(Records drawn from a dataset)
PR #2704, opened 2023-02-14
[#2699] Uploads in repeating group

### LINKED ISSUE #2699: Uploads in repeating group missing from attachments in submission

2.0.3 + latest

Files that are uploaded as part of repeatinggroup are missing from the attachment list in a submission and the submissionattachments.

this example submission only shows 1 attachment:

TASK DESCRIPTION:
Keeping every word and mark as it is, print the entries above.

EXERCISE SOLUTION:
PR #2704, opened 2023-02-14
[#2699] Uploads in repeating group

### LINKED ISSUE #2699: Uploads in repeating group missing from attachments in submission

2.0.3 + latest

Files that are uploaded as part of repeatinggroup are missing from the attachment list in a submission and the submissionattachments.

this example submission only shows 1 attachment:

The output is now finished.